30 March — 27 May 2022

Carla Åhlander & Camilla Løw

Belmacz, London

You who have dreams born in the bone,
Who are not alone going alone,
Who cannot see where the light lies
For the flame within your eyes,
From the ends of your seas’ four ways,
Riddle me these mysteries.

 

Harriet Monroe, Quiet Music

 

Quiet pulses at once refract and conjoin the works of Carla Åhlander and Camilla Løw. Through quiet, Carla’s photographic series suspend their chosen subjects. Through quiet, the barely bare geometric forms of Camilla’s sculptural pieces take on a social-spatial energy. Presented together, for the first time, Carla Åhlander & Camilla Løw provides an occasion to comprehend the elegance of the inaudible.

 

Carla Åhlander’s (b.1966, Lund, Sweden) soft grain photographs narrate moments that echo through life, provoking in turn an inquisitive mode of  looking. In this exhibition, the tranquillity of empty rooms is illuminated in such a way as to transform our engagement with these humble spaces; to make us think of places not yet. Camilla Løw’s (b.1976, Oslo, Norway) careful compositions redefine space through their physical presence.

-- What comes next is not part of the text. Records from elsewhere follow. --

Issue #58, opened 2022-04-30
Selection of initial set of tests through the command line


debrouxl:
This came up in #57 : non-interactive selection of tests through the command line without modifying and recompiling the program.

EDIT: suggested CLI:
* `tests=<m>(,<n>,<p>...)`: enable only tests numbers m, (n, p...);
* `tests=-<m>(,-<n>,-<p>...)`: enable all tests but tests numbers m, (n, p...);
* `tests=<m>-<n>(,<p>-<q>...)`: enable only tests numbers m to n inclusive, (p to q inclusive...);
* `tests=-<m>-<n>(,-<p>-<q>...)`: enable all tests but tests numbers m to n inclusive, (p to q inclusive...);
* combinations of single positive tests and positive test ranges, negative tests and negative test ranges.
In case of an error, e.g. empty resulting set of tests: enable all tests.

x86fr:
> `tests=<m>(,<n>,<p>...):` enable only tests numbers m, (n, p...); 

Looks the most easy to understand.

IMO, before adding all these options to config.c, we should explore the possibility of using UEFI Boot services to read a simple configuration file on the boot media early in the startup process.

x86fr:
Added in #570

PR #186, opened 2022-10-15
CLI improvements, part 1

debrouxl:
This fixes the two easiest scriptability issues I posted several months ago, providing slightly better functionality at a much lower development cost than reading configuration from a filesystem on mass storage or network, as indicated in #83 .
This doesn't have to be merged before 6.00.

### DIFF
--- a/app/display.c
+++ b/app/display.c
@@ -49,7 +49,7 @@
 
 static const char spin_state[NUM_SPIN_STATES] = { '|', '/', '-', '\\' };
 
-static const char *cpu_mode_str[] = { "PAR", "SEQ", "RR " };
+static const char cpu_mode_str[3][4] = { "PAR", "SEQ", "RR " };
 
 //------------------------------------------------------------------------------
 // Private Variables
--- a/app/config.c
+++ b/app/config.c
@@ -185,6 +185,16 @@ static void parse_option(const char *option, const char *params)
         } else if (strncmp(params, "rr", 3) == 0 || strncmp(params, "one", 4) == 0) {
             cpu_mode = ONE;
         }
+    } else if (strncmp(option, "reportmode", 11) == 0) {
+        if (strncmp(params, "none", 5) == 0) {
+            error_mode = ERROR_MODE_NONE;
+        } else if (strncmp(params, "summary", 8) == 0) {
+            error_mode = ERROR_MODE_SUMMARY;
+        } else if (strncmp(params, "address", 8) == 0) {
+            error_mode = ERROR_MODE_ADDRESS;
+        } else if (strncmp(params, "badram", 7) == 0) {
+            error_mode = ERROR_MODE_BADRAM;
+        }
     } else if (strncmp(option, "keyboard", 9) == 0 && params != NULL) {
         if (strncmp(params, "legacy", 7) == 0) {
             keyboard_types = KT_LEGACY;
--- a/app/config.c
+++ b/app/config.c
@@ -175,7 +175,17 @@ static void parse_option(const char *option, const char *params)
 {
     if (option[0] == '\0') return;
 
-    if (strncmp(option, "keyboard", 9) == 0 && params != NULL) {
+    if (strncmp(option, "console", 8) == 0) {
+        parse_serial_params(params);
+    } else if (strncmp(option, "cpuseqmode", 11) == 0) {
+        if (strncmp(params, "par", 4) == 0) {
+            cpu_mode = PAR;
+        } else if (strncmp(params, "seq", 4) == 0) {
+            cpu_mode = SEQ;
+        } else if (strncmp(params, "rr", 3) == 0 || strncmp(params, "one", 4) == 0) {
+            cpu_mode = ONE;
+        }
+    } else if (strncmp(option, "keyboard", 9) == 0 && params != NULL) {
         if (strncmp(params, "legacy", 7) == 0) {
             keyboard_types = KT_LEGACY;
         } else if (strncmp(params, "usb", 4) == 0) {
@@ -183,16 +193,6 @@ static void parse_option(const char *option, const char *params)
         } else if (strncmp(params, "both", 5) == 0) {
             keyboard_types = KT_USB|KT_LEGACY;
         }
-    } else if (strncmp(option, "powersave", 10) == 0) {
-        if (strncmp(params, "off", 4) == 0) {
-            power_save = POWER_SAVE_OFF;
-        } else if (strncmp(params, "low", 4) == 0) {
-            power_save = POWER_SAVE_LOW;
-        } else if (strncmp(params, "high", 5) == 0) {
-            power_save = POWER_SAVE_HIGH;
-        }
-    } else if (strncmp(option, "console", 8) == 0) {
-        parse_serial_params(params);
     } else if (strncmp(option, "nobench", 8) == 0) {
         enable_bench = false;
     } else if (strncmp(option, "nobigstatus", 12) == 0) {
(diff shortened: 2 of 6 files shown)


x86fr:
I fear that we will have the same debate about [#7439703](https://github.com/memtest86plus/memtest86plus/pull/186/commits/74397034c38004b46dc8d0c7d8de01a6280574e7) as we previously had.

IMO, this breaks the coding style and add unwanted complexity to the code hierarchy for an insignificant ~300 bytes gain in the code size. I don't strictly adhere to the 'Clean Code' orthodoxy, but finding `memcmp()` code in a string header looks odd to me. 

Maybe we should let @martinwhitaker decide if this is compatible with the (great!) coding style he originally defined, or if this deserves some optimizations for a better code hierarchy.

debrouxl:
In fact, my work on building memtest86+ with LTO, which I pushed yesterday on a new branch (*), was started in the same time frame as this commit, being another way to potentially help with the efficiency of simple string operations without moving the implementation of these functions to the header (for the same reason why I moved several others previously with similar size gains, with Martin merging the changes at the time, FTR: calls to out of line functions instead of the likes of `rep cmpsb` or simple arithmetic operations suck) :)

Still - moving the string functions to the header is a much simpler, yet pretty low maintenance (no API or ABI change), way to offset the cost of new minor features added by the two subsequent commits. The benefits roughly scale with the number of occurrences of these functions, too.

*: I failed to make the LTO build work for a dynamic binary, and gave up, so I published the raw changes on the "lto" branch. The current set of changes includes commenting out a bunch of seemingly unrelated global definitions, as a way to try and avoid linker errors on these symbols, only to hit the next blocker, until a more serious error comes.
LTO has an impact on build time, and compiler reliability in LTO mode used to be less than stellar (though it shouldn't be an issue nowadays), so it's not necessarily something you or Martin would accept in the end anyway, despite the size savings on the static binary, which make this optimization commit, or even my string array optimization, pale.

x86fr:
@martinwhitaker If you pass by here, can you give us your opinion about commit 6d11069 (the move of the functions, including memcmp, to string header) ?

app/display.c
```diff
@@ -49,7 +49,7 @@
 
 static const char spin_state[NUM_SPIN_STATES] = { '|', '/', '-', '\\' };
 
-static const char *cpu_mode_str[] = { "PAR", "SEQ", "RR " };
+static const char cpu_mode_str[3][4] = { "PAR", "SEQ", "RR " };
```
x86fr, line 52: Just for my knowledge, what's the point of doing this? Is it just to avoid the array of pointers and reduce the size of the code by 12 bytes in 64-bit mode?

debrouxl: Correct, the point is to avoid the array of pointers (for storing strings which were already padded to the same length) and therefore especially the relocations for these pointers, which take up significantly more space than the pointers and strings:

```
git log --oneline | head -1; cd build32; make clean &> /dev/null; make -j &> /dev/null; size app/config.o memtest_shared; objdump -x memtest_shared | grep '\.rela\.'; cd ..; cd build64; make clean &> /dev/null; make -j &> /dev/null; size app/config.o memtest_shared; objdump -x memtest_shared | grep '\.rela\.'; cd ..
6d11069 Move more of the simple string functions to the header, to allow inlining and further optimization.
  10105      19    2712   12836    3224 app/config.o
 106580   26720   13344  146644   23cd4 memtest_shared
   8653      19    2712   11384    2c78 app/config.o
 110969   28392  294688  434049   69f81 memtest_shared
  7 .rela.data    00001368  0000000000019e78  0000000000019e78  0001ae78  2**3
  8 .rela.got     000000c0  000000000001b1e0  000000000001b1e0  0001c1e0  2**3

git log --oneline | head -1; cd build32; make clean &> /dev/null; make -j &> /dev/null; size app/config.o memtest_shared; objdump -x memtest_shared | grep '\.rela\.'; cd ..; cd build64; make clean &> /dev/null; make -j &> /dev/null; size app/config.o memtest_shared; objdump -x memtest_shared | grep '\.rela\.'; cd ..
88843af Add support for configuring the CPU sequencing mode through the command line. Reorder tests in app/config.c::parse_option alphabetically. Fixes #82.
  10266      19    2712   12997    32c5 app/config.o
 106705   26720   13344  146769   23d51 memtest_shared
   8811      19    2712   11542    2d16 app/config.o
 111059   28360  294720  434139   69fdb memtest_shared
  7 .rela.data    00001320  0000000000019f18  0000000000019f18  0001af18  2**3
  8 .rela.got     000000c0  000000000001b238  000000000001b238  0001c238  2**3
```

On the debrouxl/experiments branch, there's a commit containing this change and two other one-liners switching from array of pointers to strings which were already padded to the same length to an array of fixed-length strings. The combined effect is stronger:
```
git log --oneline | head -1; cd build32; make clean &> /dev/null; make -j &> /dev/null; size app/config.o memtest_shared; objdump -x memtest_shared | grep '\.rela\.'; cd ..; cd build64; make clean &> /dev/null; make -j &> /dev/null; size app/config.o memtest_shared; objdump -x memtest_shared | grep '\.rela\.'; cd ..
d1c332b Further optimize the JEP106 list by switching from relocated string pointers to offsets from the beginning of a string table.
  10374      19    2712   13105    3331 app/config.o
 106377   25636   13408  145421   2380d memtest_shared
   8734      19    2712   11465    2cc9 app/config.o
 108873   26256  294784  429913   68f59 memtest_shared
  7 .rela.data    000006d8  000000000001a2c0  000000000001a2c0  0001b2c0  2**3
  8 .rela.got     000000d8  000000000001a998  000000000001a998  0001b998  2**3

git log --oneline | head -1; cd build32; make clean &> /dev/null; make -j &> /dev/null; size app/config.o memtest_shared; objdump -x memtest_shared | grep '\.rela\.'; cd ..; cd build64; make clean &> /dev/null; make -j &> /dev/null; size app/config.o memtest_shared; objdump -x memtest_shared | grep '\.rela\.'; cd ..
1b339de Optimize two arrays of strings and an array of structs containing same-, fixed-length strings by switching to fixed-length char arrays, which avoids pointers + relocations.
  10374      19    2712   13105    3331 app/config.o
 105792   25988   13312  145092   236c4 memtest_shared
   8731      19    2712   11462    2cc6 app/config.o
 107992   26512  294784  429288   68ce8 memtest_shared
  7 .rela.data    00000528  000000000001a100  000000000001a100  0001b100  2**3
  8 .rela.got     000000d8  000000000001a628  000000000001a628  0001b628  2**3
```

I did disassemble the binary to check the generated code and data :)

martinwhitaker:
There are plenty of precedents for including small functions in the headers (e.g. in spinlock.h), so I can't really object to adding more. The disadvantage is that it obscures the API, but Doxygen helps with that.

debrouxl:
When this one is merged, and you're less busy with Secure Boot testing, could you give some design feedback for the desired CLI on #58, #72 and #9 + #73 ? :)

Selection of cores and memory ranges is fairly important to me:
* on the maintainer side, I've already used the interactive selection quite a number of times on my 4S Opterons, for benchmarking purposes;
* real-world users could non-interactively disable SMT (or enable it, if/when we flip the default), or work around the current lack of NUMA awareness in memtest86+ and yield faster semi-automated tests, especially with the help of PXE boot. Per the figures in https://github.com/memtest86plus/memtest86plus/discussions/12#discussioncomment-3745454 , we can expect to test memory over twice faster on that model (<10h vs. ~24h) by testing one NUMA node at a time, even when taking into account the fact that the server shall boot 9 times instead of 1 (8 NUMA nodes + a 9th boot to run tests 0-3 with all cores on the entire physical memory range).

Working with mute tones, monochrome and mirror and more, here, Camilla’s work animates the gallery’s space, our encounters with and in it, by weaving silhouettes and contours into structural rhythms.

 

Far from a meek whisper, this exhibition unites two practices that ask us to comprehend the very hum of life. And through this low frequency, how our quiet encounters with and in the world can sing anew.

Parallel World (Klavier)

Carla Åhlander, Parallel World (Klavier), 2022

pigment print on Hahnemühle photo rag , 120 x 86 cm

Installation View

Time Stopper (For Rammellzee)

Camilla Løw, Time Stopper (For Rammellzee), 2022

mirror, perspex, spray paint, rope, metal hook, string , 50 x 12 x 180 cm (variable height)

Installation View

Installation View

New Patterns

Camilla Løw, New Patterns, 2022

perspex, string , 240 x 210 cm

Parallel World

Carla Åhlander, Parallel World, 2022

pigment prints on Hahnemühle photo rag , 20 x 30 cm, 2 +1 AP

Installation View

Time Stopper (For Rammellzee)

Camilla Løw, Time Stopper (For Rammellzee), 2022

mirror, perspex, spray paint, rope, metal hook, string, 50 x 12 x 180 cm (variable height)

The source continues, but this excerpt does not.